Exercise brief. For the entries below, report every line that includes the word "newOutputWriter".

Task material.
PR #498, opened 2018-09-25
Remove warning about .mesgingnore close #494

### LINKED ISSUE #494: Remove warning about .mesgingnore
We're not using `.mesgignore` and we're still under active development. I think we don't need to have this warning anymore.

Also in some places, this warning is invalidly marked as `error`.

krhubert:
close #494


krhubert:
Done, sorry for that!

PR #501, opened 2018-09-25
Add unit test for commands flags

krhubert:


commands/logs_test.go
```diff
@@ -0,0 +1,26 @@
...
+	// create reader for docker stdcopy
+	buf := new(bytes.Buffer)
+	w := stdcopy.NewStdWriter(buf, stdcopy.Stdout)
+	w.Write([]byte("core: 2018-01-01 log\n"))
+
+	m.On("Status").Return(container.RUNNING, nil)
+	m.On("Logs").Return(ioutil.NopCloser(buf), nil)
+	c.cmd.Execute()
+
+	m.AssertExpectations(t)
```
ilgooz: this line can be removed, we don't have any expected arguments while calling the methods. or maybe always keep this to not forget to put it in needed places? 

/cc @mesg-foundation/core

commands/logs_test.go
```diff
@@ -0,0 +1,26 @@
...
+	m := newMockExecutor()
+	c := newLogsCmd(m)
+
+	// create reader for docker stdcopy
+	buf := new(bytes.Buffer)
+	w := stdcopy.NewStdWriter(buf, stdcopy.Stdout)
+	w.Write([]byte("core: 2018-01-01 log\n"))
+
+	m.On("Status").Return(container.RUNNING, nil)
+	m.On("Logs").Return(ioutil.NopCloser(buf), nil)
```
ilgooz: we still need to test if the logs are correctly piped to output streams, otherwise having this test will have no meaning

commands/logs_test.go
krhubert: It isn't only for arguments, it is also for the number of calls (for example if Logs wasn't more times etc...)

commands/logs_test.go
krhubert: This test doesn't check the output. I've just added one test ( as an example ) for checking StartCmdTest output. The rest will be in another PR.

commands/start_test.go
```diff
@@ -6,6 +6,23 @@ import (
 	"github.com/stretchr/testify/require"
 )
 
+func TestStartCmdRunE(t *testing.T) {
+	m := newMockExecutor()
+	c := newStartCmd(m)
+
+	closeStd := captureStd(t)
```
ilgooz: i think we should avoid modifying global declarations in tests (like overwriting _os.Stdout_) when it is possible. for this case, it's very easy to provide an in memory writer from _io.Pipe()_ to [here](https://github.com/mesg-foundation/core/blob/3860236/commands/logs.go#L46). please also check [the example](https://github.com/mesg-foundation/core/pull/499/commits/186b264422c80f7cd91dabdc7483bba3cfbb5029).

commands/logs_test.go
ilgooz: yes, but in this case what is this test for exactly? i cannot see

commands/logs_test.go
ilgooz: yes, i see now.

commands/logs_test.go
krhubert: It tests if after Stats returns `running` Logs was called.

I need to add more of this in the feature.

For example if status return `STOPPED` the logs shouldnt be called, etc...

commands/start_test.go
krhubert: If you want to pass os.Stdout and os.Stderr to every command it obscure code and the test (you need to add readLine, run each runE/execute inside goroutines)

```go
func TestServiceList(t *testing.T) {
  var (
    services = []*coreapi.Service{
      {ID: "1", Name: "a", Status: coreapi.Service_RUNNING},
      {ID: "2", Name: "b", Status: coreapi.Service_PARTIAL},
    }
    m        = &mockServiceExecutor{}
    closeStd = captureStd(t)
    c        = newServiceListCmd(m)
  )

  m.On("ServiceList").Return(services, nil)
  c.Execute()
  stdout, _ := closeStd()

  require.True(t, regexp.MustCompile(`\s*^STATUS\s+SERVICE\s+NAME\s*$`).MatchString(stdout))
  require.True(t, regexp.MustCompile(`\s*^running\s+1\s+a`).MatchString(stdout))
  require.True(t, regexp.MustCompile(`\s*^partial\s+2\s+b`).MatchString(stdout))
}  
```

Check out this version. You don't need to readLine, introduce test table writer, create pipe and readers,  pass os.Stdout (and os.Stderr for other funcitons) alwasy to newXXXCmd. 

NOTE: the code hasn't been tested.

ilgooz: * for the _os.Stdout_ & _os_Stderr_ i think that they should be configurable like in the example i provided, there is nothing bad by doing this nor it doesn't complicate the code.

* we can make [this](https://github.com/mesg-foundation/core/pull/499/commits/186b264422c80f7cd91dabdc7483bba3cfbb5029#diff-3ae8740d8b3eaadfa999f0729b2ee664R43) implementation _newable_ and it can have an additional field called _ReadLine()_, it doesn't even need to return errors, we can pass _t_ in the initialization time and it can make err assertion inside. It can be used to test output streams in _commands_ package as a replacement of your _captureStd()_. this kinda abstraction is always good, i'd rather avoiding modifying globals and have the flexibility of reading by line instead of copying all the stream into one big string and doing assertion after that.

```go
type outputWriter struct {
	t *testing.T
	w io.Writer
	r *bufio.Reader
}

// by using this newOutputWriter we can initialize an outputWriter
// and directly pass it to newXXXCmd,
// run the cmd.Execute(),
// and read output stream with outputWriter.ReadLine()
func newOutputWriter(t *testing.T) *outputWriter {
	r, w := io.Pipe() // this can be initialized here, so we don't need to repeat this for all tests.
	return &outputWriter{
		t: t,
		w: w,
		r: bufio.NewReader(r),
	}
}

func (o *outputWriter) Write(b []byte) (n int, err error) {
	return o.w.Write(b)
}

func (o *outputWriter) ReadLine() []byte {
	line, _, err := o.r.ReadLine()
	require.NoError(o.t, err)
	return line
}
```

what do you think about this?

ilgooz: i moved this [outputStream](https://github.com/mesg-foundation/core/pull/499/commits/9a431bf4e85856ff8fa818f5c8196f90025896d1) (outputWriter) to the test util file, here in my PR, maybe we can use it here too

NicolasMahe: as decided in https://forum.mesg.com/t/caputre-stdout-in-command-package/70, we going to capture std.out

Solution.
// by using this newOutputWriter we can initialize an outputWriter
func newOutputWriter(t *testing.T) *outputWriter {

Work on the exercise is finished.